From GPT to Mistral: Cross-Domain Ontology Learning with NeOn-GPT

Tracking #: 4014-5228

Authors: 
Nadeen Fathallah
Arunav Das
Stefano De Giorgis
Andrea Poltronieri
Peter Haase
Liubov Kovriguina
Elena Simperl
Albert Meroño-Peñuela
Steffen Staab
Alsayed Algergawy

Responsible editor: 
Marta Sabou

Submission type: 
Full Paper
Abstract: 
We present the extended NeOn-GPT pipeline, an LLM-powered ontology learning pipeline grounded in the NeOn methodology. NeOn-GPT is a domain-agnostic ontology learning pipeline that comprises two components: (i) ontology draft generation: a multi-step prompting pipeline following the NeOn methodology, including requirement specification, Competency Questions generation, ontology conceptualization and implementation, formal modelling, population, documentation, (ii) automated ontology verification and resolution achieved through orchestrated calls to third-party tools complemented by LLM-suggested repairs. The extended pipeline incorporates an explicit step for reusing existing relevant domain ontologies to guide LLMs toward more consistent modeling decisions. We evaluate NeOn-GPT across four distinct domains (Wine, Cheminformatics, Environmental Microbiology, and Sewer Networks) using both proprietary (GPT-4o) and open-source (Mistral, Llama-4, DeepSeek) models. Gold-standard alignment is assessed using three complementary metrics: structural metrics (class, property, and axiom profiles), lexical metrics (exact matches and Jaro-Winkler similarity ≥ 0.8), and semantic metrics based on sentence-transformer embeddings. Results show that LLMs consistently generate ontologies with rich relational structures (including functional, transitive, and domain-range constraints) and meaningful semantic alignment, with most entity and triple similarities falling in the 0.5-0.8 range. Overall, this study provides a comprehensive, cross-domain evaluation of a NeOn-guided LLM ontology learning pipeline, clarifying its capabilities and limitations.
Full PDF Version: 
Tags: 
Reviewed

Decision/Status: 
Accept

Solicited Reviews:
Click to Expand/Collapse
Review #1
Anonymous submitted on 17/Feb/2026
Suggestion:
Accept
Review Comment:

This reviewer wishes to express my appreciation for the thoroughness with which the authors have addressed the reviewers' comments and suggestions. I accept the responses provided to my (Reviewer #1's) points; they have addressed my issues with an appropriate balance between additional work (e.g., expanding the range of LLMs and ontologies evaluated, the ablation study in Section 7), references to limitations and future work (e.g., prompt development, comparisons of multiple-expert curations in a single domain), and improvements to clarity and presentation (e.g., charts in Section 6). As indicated in my previous review, my suggested decision is to accept.

Review #2
By David Chaves-Fraga submitted on 09/Mar/2026
Suggestion:
Accept
Review Comment:

I would like to thank the authors for the clarifications, revisions, and updates made to the paper. I believe the manuscript is now ready for acceptance (I was Reviewer 3 in the first round)

Review #3
Anonymous submitted on 20/Mar/2026
Suggestion:
Accept
Review Comment:

The revised version of the paper has significantly improved and addresses many of the concerns raised in the previous review. In particular, the contribution is now clearer, the evaluation framework is better justified and structured, and the overall positioning of the work within the literature is more convincing.

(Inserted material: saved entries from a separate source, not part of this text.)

PR #1743, opened 2021-04-02
Add python support to cmake

flaub:


flaub:
This is a first step in replacing all bazel functionality with cmake.

earhart (dismissed):

PR #2217, opened 2020-10-29
libevent: fix DNS lookups in MSYS2

dscho:
When I tried to verify that the `tmate` package at https://github.com/msys2/msys2-autobuild/releases/tag/staging-msys works correctly, it sadly failed to start, with a terse "lost server" message.

The reason why I did not see this breakage locally was that I still ran with libevent v2.1.11, which for some reason does not seem to have any problem looking up the name server IPs, even if the code in [`evdns.c`](https://github.com/libevent/libevent/blob/HEAD/evdns.c) does not seem to have changed all that dramatically.

Be that as it may, this here PR fixes `libevent` so that the name server IPs are obtained "the Win32 way". And with this, I can finally start `tmate` in an Azure Pipeline!

### DIFF
--- a/libevent/0001-Fix-DNS-lookups-in-MSYS2.patch
+++ b/libevent/0001-Fix-DNS-lookups-in-MSYS2.patch
@@ -1,0 +1,148 @@
+From 4cdf3fd2289d9658ecce21abf613cac389c4e732 Mon Sep 17 00:00:00 2001
+From: Johannes Schindelin <johannes.schindelin@gmx.de>
+Date: Thu, 29 Oct 2020 22:18:33 +0100
+Subject: [PATCH] Fix DNS lookups in MSYS2
+
+We need to use the Win32 way to obtain the name server IPs.
+
+Signed-off-by: Johannes Schindelin <johannes.schindelin@gmx.de>
+---
+ evdns.c         | 21 ++++++++++++++-------
+ evutil.c        | 23 ++++++++++++++---------
+ util-internal.h |  4 ++--
+ 3 files changed, 30 insertions(+), 18 deletions(-)
+
+diff --git a/evdns.c b/evdns.c
+index a5b31a3c..cc7cad84 100644
+--- a/evdns.c
++++ b/evdns.c
+@@ -85,6 +85,11 @@
+ #include <shlobj.h>
+ #endif
+ 
++#ifdef __MSYS__
++#include <w32api/shlobj.h>
++#include <w32api/iptypes.h>
++#endif
++
+ #include "event2/dns.h"
+ #include "event2/dns_struct.h"
+ #include "event2/dns_compat.h"
+@@ -3637,7 +3642,7 @@ evdns_base_resolv_conf_parse(struct evdns_base *base, int flags, const char *con
+ static char *
+ evdns_get_default_hosts_filename(void)
+ {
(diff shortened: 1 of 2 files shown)


dscho:
@lazka sorry for not testing `tmate` better before opening that PR... :-(

Alexpux:
@dscho no worry, everyone here work in the same way. There are no possibility to test everything

lazka:
There were some autotools changes compared to the old version. Do you think it's worth comparing config.h to figure out why it worked before? Or is your patch an improvement never the less?

dscho:
> There were some autotools changes compared to the old version.

I did not see anything in particular that stood out that could possibly explain the regression.

> Do you think it's worth comparing config.h to figure out why it worked before?

Typically I would say: yes. However, in this case, I think the breakage just intends to punish me for coming up with https://github.com/msys2/MSYS2-packages/pull/2211/commits/09b14d43629a44249eb5b2ada8f987db47e5b88b#diff-e8bef9f719d924bc36ef9a4c1ea2fe092e6c68bc948aa4edb3b28f34482a3567R32-R37 instead of fixing the DNS lookup correctly.

I could imagine that we may be able to drop https://github.com/dscho/MSYS2-packages/blob/09b14d43629a44249eb5b2ada8f987db47e5b88b/tmate/0005-Try-to-side-step-libevent-for-DNS-resolution.patch altogether once this PR is in.

> Or is your patch an improvement never the less?

I would contend that it is a strict improvement: without this PR, `libevent` will fail to perform any DNS lookups. With this PR, it will perform them as intended.

There is probably _some_ lesson to be learned from investigating why `tmate` worked with libevent v2.1.11 (and with my work-around), even if the bug was already there where no name server IPs could be determined at all, but stopped working with libevent v2.1.12. My gut feeling is that the answer will be something like "oh, there was _another_ bug that hid that bug" or at least a very similar answer.

In short: this PR is the right thing to do in any case, I believe.

dscho:
> no worry, everyone here work in the same way. There are no possibility to test everything

@Alexpux thank you. It helps me feeling less embarrassed.

lazka:
> > There were some autotools changes compared to the old version.
> 
> I did not see anything in particular that stood out that could possibly explain the regression.

I saw this: https://github.com/libevent/libevent/commit/6d54be2cc078351b4ce1e469bedc4a976f4e3636 but no idea if this is relevant.

> In short: this PR is the right thing to do in any case, I believe.

ok, thanks :)

dscho:
> > > There were some autotools changes compared to the old version.
> > 
> > 
> > I did not see anything in particular that stood out that could possibly explain the regression.
> 
> I saw this: [libevent/libevent@6d54be2](https://github.com/libevent/libevent/commit/6d54be2cc078351b4ce1e469bedc4a976f4e3636) but no idea if this is relevant.

This looks very close to the issue at hand, but it is safely in the MINGW realm, not in the MSYS one. In particular, `_WIN32` is _not_ defined in MSYS builds, while `__MSYS__` is.

And yes, this patch is about `getaddrinfo()`, but we need to determine the IPs of the name servers, and the classical Unix method (parse `/etc/resolv.conf`) simply won't work in MSYS2.

> > In short: this PR is the right thing to do in any case, I believe.
> 
> ok, thanks :)

Thank you for merging it!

I only have a few minor comments that could be addressed to further improve clarity and reproducibility:

***Appendix references and links**: some references to appendix materials (e.g., prompt templates or external resources) appear not fully clear. In particular, some links/references seem to work while others are difficult to access. I suggest carefully checking and harmonising all appendix references to ensure they are complete, consistent, and easily accessible.

***Experimental setup clarity**: it would be helpful to explicitly state whether the reported results are based on a single run per model/domain or if any repetition was performed. This would help readers better interpret the robustness of the results.